THE TASK:
Can you return the records below exactly as they stand, but only from the first line through the one with "Its still a"?

ENTRIES SHOWN:
PR #977, opened 2023-06-16
Io uring fix stop facade

maikel:
Using the stopping facade writes currently the wrong pointer into the `IORING_OP_ASYNC_CANCEL` operation. This PR fixes this by passing the pointer to `__task` which is used for the original submission.

Its still a draft because I stlil want to think about a cleaner solution

### DIFF
--- a/test/exec/test_io_uring_context.cpp
+++ b/test/exec/test_io_uring_context.cpp
@@ -309,12 +309,12 @@ TEST_CASE("io_uring_context schedule_after -1s", "[types][io_uring][schedulers]"
         CHECK(io_thread.get_id() == std::this_thread::get_id());
         is_called_1 = true;
       }),
-      schedule_after(scheduler, 5ms) | then([&] {
+      schedule_after(scheduler, 100ms) | then([&] {
         is_called_2 = true;
       })));
     auto end = std::chrono::steady_clock::now();
     auto diff = end - start;
-    CHECK(diff < 5ms);
+    CHECK(diff < 100ms);
     CHECK(is_called_1 == true);
     CHECK(is_called_2 == false);
   }
--- a/test/exec/test_io_uring_context.cpp
+++ b/test/exec/test_io_uring_context.cpp
@@ -301,14 +301,22 @@ TEST_CASE("io_uring_context schedule_after -1s", "[types][io_uring][schedulers]"
     scope_guard guard{[&]() noexcept {
       context.request_stop();
     }};
-    bool is_called = false;
+    bool is_called_1 = false;
+    bool is_called_2 = false;
+    auto start = std::chrono::steady_clock::now();
     sync_wait(when_any(
       schedule_after(scheduler, -1s) | then([&] {
         CHECK(io_thread.get_id() == std::this_thread::get_id());
-        is_called = true;
+        is_called_1 = true;
       }),
-      schedule_after(scheduler, 5ms)));
-    CHECK(is_called);
+      schedule_after(scheduler, 5ms) | then([&] {
+        is_called_2 = true;
+      })));
+    auto end = std::chrono::steady_clock::now();
+    auto diff = end - start;
+    CHECK(diff < 5ms);
+    CHECK(is_called_1 == true);
+    CHECK(is_called_2 == false);
   }
 }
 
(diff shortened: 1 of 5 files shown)


test/exec/test_io_uring_context.cpp
```diff
@@ -301,14 +301,22 @@ TEST_CASE("io_uring_context schedule_after -1s", "[types][io_uring][schedulers]"
...
+        is_called_1 = true;
       }),
-      schedule_after(scheduler, 5ms)));
-    CHECK(is_called);
+      schedule_after(scheduler, 5ms) | then([&] {
+        is_called_2 = true;
+      })));
+    auto end = std::chrono::steady_clock::now();
+    auto diff = end - start;
+    CHECK(diff < 5ms);
```
ericniebler, line 317: The failure of this test perhaps indicates that work scheduled to run in the future on the io_uring scheduler doesn't complete promptly when it has been cancelled.

maikel: Hm, it might be as you say. I will look into it asap. The failing test uses kernel 5.4 and the implementation not touched by this pr (yet) because I only changed the  `IORING_OP_ASYNC_CANCEL` code path, which requires  kernel 5.5 and newer.

ericniebler:
It doesn't seem to be a timing issue.

maikel:
I could finally reproduce the issue. It is because the container image is based on Ubuntu-2204 but the GPU host runner is probably on an older system with a Kernel 5.4 (I assume ubuntu-2004). 

I could reproduce the error in a Ubuntu-2004 VM where I compiled and ran the tests in an Ubuntu-2204 container.

We have implemented two strategies for cancelation based on the kernel version. But since this is a header-only solution the detection of the kernel version works via defines in `/usr/include/linux/version.h` which reports a newer kernel version than what is actually being used.

The question is how to solve this now. I know of following solutions

1. Generate a cmake configure file with the actual detected kernel version of the host system and use this detection
2. Make the cancelation strategy a run-time decision instead of a build-time decision by detecting the factual kernel-version in run-time
3. Improve the CI by matching Host kernel and kernel headers within the image.

any thoughts?

@trxcllnt @ericniebler

ericniebler:
> 3. Improve the CI by matching Host kernel and kernel headers within the image.

This would be my preferred solution. I don't think we're under any obligation to support Franken-distros. @trxcllnt, any clue what could have led to this situation?

maikel:
> > 3. Improve the CI by matching Host kernel and kernel headers within the image.
> 
> This would be my preferred solution. I don't think we're under any obligation to support Franken-distros. @trxcllnt, any clue what could have led to this situation?

I want to side note that up until recently the default github action runner were based on ubuntu-20.04 too.

If upgrading the runners host system is too complicated because of other dependencies the test should also be OK with a container image based on 20.04. Or at least faking the Linux header files

ericniebler:
Paul makes the valid point that if code is compiled on one kernel version and run on another, it should still work. That argues for runtime detection.

maikel:
> Paul makes the valid point that if code is compiled on one kernel version and run on another, it should still work. That argues for runtime detection.

We have compatibilty for newer kernel versions. i.e. if we compile an application with kernel version 5.4 it will also run correctly on kernel 5.15. If I build my application against kernel version 5.15 and use features of this newer kernel I don't really expect my application to work correctly on an older kernel.

I will add the runtime check nonetheless. But it will pessimize the size of the timed schedule operations, because the solution that uses timerfd has more state.

io_uring itself provides a query for supported op codes but this is officially available since kernel version 5.6. Since we Ubuntu-20.04 ships with kernel version 5.4 the only way to test for cancelation support is to make dummy cancel request and check the errro code for `-EINVAL`. I will do so in the constructor of `io_uring_context`.

maikel:
How about this: We require a kernel version of 5.5 (which introduces `IORING_OP_ASYNC_CANCEL`) or higher for `io_uring` support and if we detect an older version within CMake we shouldn't build the io_uring tests? I could completely remove the `timerfd` workaround.

maikel:
There was something weird going on for `nvc++` for the run-time detection. I've revert those changes and disabled the tests for GPU CI. We just need to remember re-enable the tests whenever the host machine of the GPU gets a newer kernel version.

maikel:
Thank you!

ANSWER FOR THIS EXERCISE:
PR #977, opened 2023-06-16
Io uring fix stop facade

maikel:
Using the stopping facade writes currently the wrong pointer into the `IORING_OP_ASYNC_CANCEL` operation. This PR fixes this by passing the pointer to `__task` which is used for the original submission.

Its still a draft because I stlil want to think about a cleaner solution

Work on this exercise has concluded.